God has given you His Spirit to fill you and control your life. You used to be mean and hard to live with.  Now you are producing the fruit of the Spirit: love, joy, peace, patience, kindness, goodness, faithfulness, gentleness, and self-control. But that’s just part of your fruit bearing. Paul says bear fruit in every good work. The ultimate fruit God is producing through your life and through all your trials and difficulties is to become more and more like Jesus Christ. Every believer is a branch in the vine of Christ Jesus, and He is pumping His character into your life through His Spirit who lives in you (John 15:5).  

A worthy walk grows in knowing God.  

Colossians 1:10d: and increasing in the knowledge of God;

Sometimes I tell my grandkids, “Okay, I want you to stop growing right now! No more getting older. I like you just the way you are.”  Silly, right?  Paul was never satisfied with the spiritual delivery room. Paul prays for believers to have vigorous growth in knowing God. I love visiting couples in the hospital who are so proud and thankful for their newborn. But it would be weird if six months later I’d visit again and they would be still there with their newborn. As believers we are to grow more and more, but we often feel like we’re standing still. In order to grow we need to know God better. What does that mean? We need to grow in knowing what God is like and how God works. It isn’t difficult or complicated. The only way to know God better is to spend time with Him. Listen to Him through His Word. There He tells us what He is like and how He operates. If you had to write down ten truths about God, what would you write? Take a Psalm like Psalm 103 and jot down from each verse one thing it teaches you about God. See, it is not complicated; it just requires you do it. God is glorified when we love Him enough to study His Word and see His works. That is how we get to know what He is like. That is how we know what pleases Him. That is how to have a worthy walk.

This is what Paul unceasingly prayed for God’s people. Let’s each of us commit to pray for one another along these lines this week. Pray we’ll all be filled with God’s will and walk every day worthy of Him, pleasing Him in all we do.  Maybe pull out A.W. Tozer’s book The Knowledge of the Holy and read a few chapters about God’s eternity or infinity or self-existence or His justice. Or pick up Packer’s Knowing God or Jerry Bridges’ Trusting God and deepen your soul in the knowledge of God. But do remember this. God hasn’t revealed Himself to you to puff up your head. Rather, He has revealed Himself to transform your hearts and change your lives.  

God has two challenges for believers from this text. First, pray unceasingly, like your unceasing heart beating. Each of us can improve our prayer life. Second, continue to grow in your knowledge of God and in living with the daily goal of pleasing Him.  

But realize this. If you don’t know Christ personally, you can never grow spiritually or be filled with the knowledge of God’s will. Having a personal relationship with Christ comes when you acknowledge you have sinned against a holy God.

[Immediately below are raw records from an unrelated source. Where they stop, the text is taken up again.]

Issue #355, opened 2023-10-26
update examples in index.rst in python docs 


joein:

NirantK:
Changes made in #361

joein:
add examples for scroll, retrieve, upload_collection / upload_records (the latter two might not be in index.rst)

PR #361, opened 2023-10-30
Add New API to Docs

NirantK:
- Updated the Docs to include latest changes from dev including FastEmbed
- Updated index.rst as per #355
- Added `Async` information to index.rst

### DIFF
--- a/docs/source/qdrant_client.local.rst
+++ b/docs/source/qdrant_client.local.rst
@@ -1,0 +1,33 @@
+qdrant\_client.local package
+============================
+
+Subpackages
+-----------
+
+.. toctree::
+   :maxdepth: 4
+
+   qdrant_client.local.tests
+
+Submodules
+----------
+
+.. toctree::
+   :maxdepth: 4
+
+   qdrant_client.local.async_qdrant_local
+   qdrant_client.local.distances
+   qdrant_client.local.geo
+   qdrant_client.local.local_collection
+   qdrant_client.local.payload_filters
+   qdrant_client.local.payload_value_extractor
+   qdrant_client.local.persistence
+   qdrant_client.local.qdrant_local
+
+Module contents
+---------------
+
+.. automodule:: qdrant_client.local
+   :members:
+   :undoc-members:
+   :show-inheritance:
--- a/docs/source/qdrant_client.local.tests.rst
+++ b/docs/source/qdrant_client.local.tests.rst
@@ -1,0 +1,18 @@
+qdrant\_client.local.tests package
+==================================
+
+Submodules
+----------
+
+.. toctree::
+   :maxdepth: 4
+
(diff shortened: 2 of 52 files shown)


NirantK:
Fixes #355

docs/source/qdrant_client.local.rst
```diff
@@ -0,0 +1,33 @@
+qdrant\_client.local package
+============================
+
+Subpackages
+-----------
+
+.. toctree::
+   :maxdepth: 4
+
+   qdrant_client.local.tests
```
joein, line 10: not sure whether it should be here

docs/source/qdrant_client.local.tests.rst
```diff
@@ -0,0 +1,18 @@
+qdrant\_client.local.tests package
```
joein, line 1: not sure if this file should exist

docs/source/qdrant_client.local.tests.test_payload_filters.rst
```diff
@@ -0,0 +1,7 @@
+qdrant\_client.local.tests.test\_payload\_filters module
```
joein, line 1: not sure if this file should exist

qdrant_client/qdrant_client.py
```diff
@@ -23,15 +23,14 @@ class QdrantClient(QdrantFastembedMixin):
         This module methods are wrappers around generated client code for gRPC and REST methods.
         If you need lower-level access to generated clients, use following properties:
 
-        - :meth:`QdrantClient.grpc_points`
-        - :meth:`QdrantClient.grpc_collections`
-        - :meth:`QdrantClient.rest`
+        - :py:attr:`QdrantClient.grpc_points`
```
joein, line 26: I am wondering if QdrantClient can be replaced with some reference to the class itself? (not sure if it is possible in sphinx)

I am worried because AsyncQdrantClient has links to the properties of QdrantClient :( (and I started thinking about the ways to handle it)

docs/source/qdrant_client.local.rst
NirantK: This set of files is autogenerated. We don't want to delete it, but this is not rendered in the HTML

docs/source/qdrant_client.local.tests.rst
NirantK: This set of files is autogenerated. We don't want to delete it, but this is not rendered in the HTML

docs/source/qdrant_client.local.tests.test_payload_filters.rst
NirantK: This set of files is autogenerated. We don't want to delete it, but this is not rendered in the HTML

joein (approved):

Issue #375, opened 2023-11-13
Inconsistent python versions for grpc and async client generators


coszio:
In short, grpc client generator needs python 3.10, while async client generator should use 3.11

- `grpc` generator is capped at 3.10 because of [this dependency](https://github.com/qdrant/qdrant-client/blob/d6100614fd2b8413781763d57013f0ee376741e1/tools/DEVELOPMENT.md?plain=1#L19-L20) (`grpcio == 1.48.2`)

- `async` generator handles parentheses differently in 3.11 than in previous versions. See [CI failure](https://github.com/qdrant/qdrant-client/actions/runs/6850151448/job/18623753629?pr=368) when generated from python 3.10

agourlay:
Thanks for documenting this issue, I am facing it as well.

Do you happen to have a script that create a dedicated python env. with the right dependencies to generate the async. client client?

PR #387, opened 2023-11-27
new: switch async generator version to 3.10.x

joein:
addresses #375 

* [x] Does your submission pass tests?
* [x] Have you installed `pre-commit` with `pip3 install pre-commit` and set up hooks with `pre-commit install`?

### DIFF
--- a/pyproject.toml
+++ b/pyproject.toml
@@ -1,6 +1,6 @@
 [tool.poetry]
 name = "qdrant-client"
-version = "1.6.9"
+version = "1.4.0"
 description = "Client library for the Qdrant vector search engine"
 authors = ["Andrey Vasnetsov <andrey@qdrant.tech>"]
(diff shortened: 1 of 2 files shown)


pyproject.toml
```diff
@@ -1,6 +1,6 @@
 [tool.poetry]
 name = "qdrant-client"
-version = "1.4.0"
+version = "1.6.9"
```
generall, line 3: please exclude it from the PR, otherwise there will be a conflict on merging dev -> master

agourlay:
quick sanity question :)

Why did we use Python 3.11 in first place for the async. generation?

joein:
I don't think there was a particular reason, probably because it's just newer and doesn't introduce redundant parentheses.

However, the final decision has been made by @generall , so I might be wrong here.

You must recognize that Christ died on a cross 2,000 years ago in your place to pay for your sins and that He rose again in three days and now sits at the right hand of God. Now you come to Christ Jesus and by faith trust that He alone can save you from the punishment you deserve. You accept that payment and call on Him to be your Savior and Lord. “Whosoever calls upon the name of the Lord, shall be saved.”  When you do that, you become God’s child and He places His Spirit in you and you become a new creation in Christ. Now you are able to be filled with the knowledge of God’s will by reading and feeding on His Word. Now you will be able to live every day with the goal of pleasing Him.  

May each of us live this week with the goal of pleasing our Lord Jesus.